START Data under study
PR #8413, opened 2026-02-21
fix: Copy `ExecutionContext.output` to `marimo.Thread`

coastalwhite:
## 📝 Summary

Closes #8402

## 🔍 Description of Changes

The issue is that `ProgressBar` uses the `mo.output.flush()` which relies on the existing `ExecutionContext.output`. For `mo.Thread`, these are left empty. This patch copies over the `output` into the threads `ExecutionContext`.

This is a one-line change to copy over the output.

## 📋 Checklist

- [x] I have read the [contributor guidelines](https://github.com/marimo-team/marimo/blob/main/CONTRIBUTING.md).
- [ ] For large changes, or changes that affect the public API: this change was discussed or approved through an issue, on [Discord](https://marimo.io/discord?ref=pr), or the community [discussions](https://github.com/marimo-team/marimo/discussions) (Please provide a link if applicable).
- [ ] Tests have been added for the changes made.
- [ ] Documentation has been updated where applicable, including docstrings for API changes.
- [x] Pull request title is a good summary of the changes - it will be used in the [release notes](https://github.com/marimo-team/marimo/releases).

PR #8418, opened 2026-02-21
fix: make threads share their accumulated output

akshayka:
This PR makes `mo.Thread`s share their creating cell's accumulated output list. This improves the experience of imperatively writing output with threads in two ways:

1. Multiple threads can now write to the output, without overwriting each other's outputs
2. Thread outputs are no longer automatically cleared when the spawning cell completes

To accommodate this, this PR abstracts away the underlying list of imperative outputs, and instead introduces a thread-safe container that manages access to the outputs data structure.

This change also makes `mo.status.progress_bar` thread-safe.

Follow up to #8413

### DIFF
--- a/marimo/_runtime/output/_output.py
+++ b/marimo/_runtime/output/_output.py
@@ -66,7 +66,7 @@ def replace_at_index(value: object, idx: int) -> None:
     except ContextNotInitializedError:
         return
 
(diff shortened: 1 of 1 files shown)


akshayka:
@coastalwhite this should generally improve your experience of writing to output from multiple threads (including with progress bars)

image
END Data under study
■ What is needed: Please retype, exactly as written, every line from the line containing "(diff shortened: 1 of 1 files shown)" through the last line of the records above, including both of those lines, and nothing else.

■ Task result:
(diff shortened: 1 of 1 files shown)


akshayka:
@coastalwhite this should generally improve your experience of writing to output from multiple threads (including with progress bars)

image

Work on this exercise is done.